Stored items:
-*-
PR #2998, opened 2026-06-04
fix(deploy): bound docker store before k3s-import so GC stops evicting fresh images

jwbron:
## Problem

`make redeploy` intermittently fails `check-egg-images-present` reporting the freshly-built `egg-*:<tag>` images are *not in k3s* — **even when HEAD hasn't moved** (the tag is current). Re-running the recommended `sudo k3s crictl rmi --prune` and redeploying fixes it briefly, then it recurs.

## Root cause — the wrong store was being drained

egg keeps **two** image stores on **one shared root fs**:

| Store | Typical size |
|---|---|
| k3s containerd (`/var/lib/rancher/k3s/agent/containerd`) | ~4 GB |
| docker (`/var/lib/docker`) | **tens of GB** |

`reap-stale-egg-images.sh` bounds the **first** after every deploy. Nothing bounded the **second**. So docker accumulates a full egg image set (including the ~12 GB `egg-sandbox`) for every `git describe` tag ever built, plus an unbounded BuildKit cache — keeping the root fs parked near kubelet's `imageGCHighThresholdPercent` (~85%).

`k3s-import` then does, per image, `docker save > /var/tmp/*.tar` **+** `k3s ctr images import` — briefly a *second and third* copy of the sandbox image on the same root fs. That transient spike crosses 85%, kubelet image GC evicts the freshly-imported, **not-yet-referenced** egg images mid-import (the running pods are still on the old tag), and `check-egg-images-present.sh` aborts the deploy.

The previously-recommended `k3s crictl rmi --prune` only reclaims the ~4 GB k3s store, so it never moved the disk needle — hence the recurrence. Diagnostic on the affected host: root fs 82%, docker 77 GB with ~33 GB reclaimable vs. k3s containerd 4.3 GB; only `egg-litellm` (imported *last*, after the spike cleared) survived in containerd while gateway/orchestrator/sandbox were evicted — the signature of GC eviction, not import failure.

## Fix

Add `scripts/reclaim-docker-disk.sh` and call it at the top of `k3s-import`, keyed on the tag about to be imported:

- reap stale `egg-*:<tag>` docker images (keep the import tag + `:latest`)
- prune dangling images
- cap the BuildKit cache via `--max-used-space` (default 20 GB, override `EGG_DOCKER_CACHE_MAX`)

This frees the prior tag's ~12 GB and excess cache **before** the import spike, so it stays under the GC line, and runs on every redeploy — bounding docker the way the containerd reap bounds k3s.

### Notes
- **Tag-scoped removal, no digest guard (by design).** `docker image rm repo:tag` untags rather than deleting a shared image ID, so — unlike the containerd reap, which removes by image ID and *needs* its digest guard — this one is inherently safe without one. Documented in both scripts so neither gets "unified" into the other.
- **Four-image safety gate.** Skips the reap unless every `egg-*:<tag>` image is present, so a half-built tag never strands the import with nothing to save.
- **Best-effort.** A reclaim hiccup never fails the import (`|| true`, plus per-removal tolerance). Needs no sudo — the docker socket is group-accessible.

## Testing
- `tests/scripts/test_reclaim_docker_disk.py` — 6 tests via a PATH-shimmed `docker`: safety gate, stale-tag reap, keep-tag/`:latest` protection, rm-failure tolerance, cache cap, no-docker no-op. All green.
- `ruff`, `shellcheck --severity=warning`, and `shfmt -i 2 -ci -bn` clean on the new files.

### DIFF
--- a/Makefile
+++ b/Makefile
@@ -676,6 +676,18 @@ sudo-keepalive:
 # image is ~12 GB, so /tmp (tmpfs) would consume that much RAM.
 k3s-import: SHELL := /bin/bash
 k3s-import: sudo-keepalive  ## Import built images into k3s
+	@# Reclaim docker disk BEFORE the import. The loop below does, per image,
+	@# `docker save > /var/tmp/*.tar` + `ctr images import` -- briefly a second
+	@# AND third copy of the ~12 GB sandbox image on the shared root fs. If
+	@# docker's accumulated old tags + unbounded BuildKit cache already sit near
+	@# kubelet's image-GC high-water mark (~85%), that spike trips GC, which
+	@# evicts the freshly-imported, not-yet-referenced egg images mid-run and
+	@# aborts the deploy (see check-egg-images-present.sh). Bounding docker here,
+	@# keyed on the tag we are about to import, keeps the spike under the line.
+	@# Best-effort: a reclaim hiccup must not fail the import. Complements the
+	@# post-deploy reap-stale-egg-images.sh, which bounds the OTHER store (k3s
+	@# containerd); this one bounds docker.
+	@scripts/reclaim-docker-disk.sh "$(EGG_IMAGE_TAG)" || true
 	@set -euo pipefail; \
 	tmp=$$(mktemp -d -p /var/tmp egg-k3s-import.XXXXXX); \
 	trap 'rm -rf "$$tmp"' EXIT; \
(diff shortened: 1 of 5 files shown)


jwbron:
Closing in favor of #2999.

Investigation past this PR's premise found the recurring `make redeploy` failure is **btrfs chunk over-allocation** from large per-redeploy image churn — not the docker store crossing the 85% image-GC line, which was a symptom-level read. kubelet GC deleting images doesn't return btrfs chunks to *unallocated*, so DiskPressure sticks (`freed 0 bytes`) regardless of docker-store size.

The docker-reclaim work here (branch `egg/bake-docker-reclaim-into-make`) is still useful as lever **C** in #2999 (bound the docker store to slow accumulation), but it's hygiene, not the fix. The real lever is **A** — skip the 12 GB sandbox save+import when its content is unchanged — plus **B**, a btrfs `balance` reclaim step. Branch left intact for revival under the corrected framing.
-*-
Exercise aim:
Type out the whole of the data again, exactly as shown.

Result below:
PR #2998, opened 2026-06-04
fix(deploy): bound docker store before k3s-import so GC stops evicting fresh images

jwbron:
## Problem

`make redeploy` intermittently fails `check-egg-images-present` reporting the freshly-built `egg-*:<tag>` images are *not in k3s* — **even when HEAD hasn't moved** (the tag is current). Re-running the recommended `sudo k3s crictl rmi --prune` and redeploying fixes it briefly, then it recurs.

## Root cause — the wrong store was being drained

egg keeps **two** image stores on **one shared root fs**:

| Store | Typical size |
|---|---|
| k3s containerd (`/var/lib/rancher/k3s/agent/containerd`) | ~4 GB |
| docker (`/var/lib/docker`) | **tens of GB** |

`reap-stale-egg-images.sh` bounds the **first** after every deploy. Nothing bounded the **second**. So docker accumulates a full egg image set (including the ~12 GB `egg-sandbox`) for every `git describe` tag ever built, plus an unbounded BuildKit cache — keeping the root fs parked near kubelet's `imageGCHighThresholdPercent` (~85%).

`k3s-import` then does, per image, `docker save > /var/tmp/*.tar` **+** `k3s ctr images import` — briefly a *second and third* copy of the sandbox image on the same root fs. That transient spike crosses 85%, kubelet image GC evicts the freshly-imported, **not-yet-referenced** egg images mid-import (the running pods are still on the old tag), and `check-egg-images-present.sh` aborts the deploy.

The previously-recommended `k3s crictl rmi --prune` only reclaims the ~4 GB k3s store, so it never moved the disk needle — hence the recurrence. Diagnostic on the affected host: root fs 82%, docker 77 GB with ~33 GB reclaimable vs. k3s containerd 4.3 GB; only `egg-litellm` (imported *last*, after the spike cleared) survived in containerd while gateway/orchestrator/sandbox were evicted — the signature of GC eviction, not import failure.

## Fix

Add `scripts/reclaim-docker-disk.sh` and call it at the top of `k3s-import`, keyed on the tag about to be imported:

- reap stale `egg-*:<tag>` docker images (keep the import tag + `:latest`)
- prune dangling images
- cap the BuildKit cache via `--max-used-space` (default 20 GB, override `EGG_DOCKER_CACHE_MAX`)

This frees the prior tag's ~12 GB and excess cache **before** the import spike, so it stays under the GC line, and runs on every redeploy — bounding docker the way the containerd reap bounds k3s.

### Notes
- **Tag-scoped removal, no digest guard (by design).** `docker image rm repo:tag` untags rather than deleting a shared image ID, so — unlike the containerd reap, which removes by image ID and *needs* its digest guard — this one is inherently safe without one. Documented in both scripts so neither gets "unified" into the other.
- **Four-image safety gate.** Skips the reap unless every `egg-*:<tag>` image is present, so a half-built tag never strands the import with nothing to save.
- **Best-effort.** A reclaim hiccup never fails the import (`|| true`, plus per-removal tolerance). Needs no sudo — the docker socket is group-accessible.

## Testing
- `tests/scripts/test_reclaim_docker_disk.py` — 6 tests via a PATH-shimmed `docker`: safety gate, stale-tag reap, keep-tag/`:latest` protection, rm-failure tolerance, cache cap, no-docker no-op. All green.
- `ruff`, `shellcheck --severity=warning`, and `shfmt -i 2 -ci -bn` clean on the new files.

### DIFF
--- a/Makefile
+++ b/Makefile
@@ -676,6 +676,18 @@ sudo-keepalive:
 # image is ~12 GB, so /tmp (tmpfs) would consume that much RAM.
 k3s-import: SHELL := /bin/bash
 k3s-import: sudo-keepalive  ## Import built images into k3s
+	@# Reclaim docker disk BEFORE the import. The loop below does, per image,
+	@# `docker save > /var/tmp/*.tar` + `ctr images import` -- briefly a second
+	@# AND third copy of the ~12 GB sandbox image on the shared root fs. If
+	@# docker's accumulated old tags + unbounded BuildKit cache already sit near
+	@# kubelet's image-GC high-water mark (~85%), that spike trips GC, which
+	@# evicts the freshly-imported, not-yet-referenced egg images mid-run and
+	@# aborts the deploy (see check-egg-images-present.sh). Bounding docker here,
+	@# keyed on the tag we are about to import, keeps the spike under the line.
+	@# Best-effort: a reclaim hiccup must not fail the import. Complements the
+	@# post-deploy reap-stale-egg-images.sh, which bounds the OTHER store (k3s
+	@# containerd); this one bounds docker.
+	@scripts/reclaim-docker-disk.sh "$(EGG_IMAGE_TAG)" || true
 	@set -euo pipefail; \
 	tmp=$$(mktemp -d -p /var/tmp egg-k3s-import.XXXXXX); \
 	trap 'rm -rf "$$tmp"' EXIT; \
(diff shortened: 1 of 5 files shown)


jwbron:
Closing in favor of #2999.

Investigation past this PR's premise found the recurring `make redeploy` failure is **btrfs chunk over-allocation** from large per-redeploy image churn — not the docker store crossing the 85% image-GC line, which was a symptom-level read. kubelet GC deleting images doesn't return btrfs chunks to *unallocated*, so DiskPressure sticks (`freed 0 bytes`) regardless of docker-store size.

The docker-reclaim work here (branch `egg/bake-docker-reclaim-into-make`) is still useful as lever **C** in #2999 (bound the docker store to slow accumulation), but it's hygiene, not the fix. The real lever is **A** — skip the 12 GB sandbox save+import when its content is unchanged — plus **B**, a btrfs `balance` reclaim step. Branch left intact for revival under the corrected framing.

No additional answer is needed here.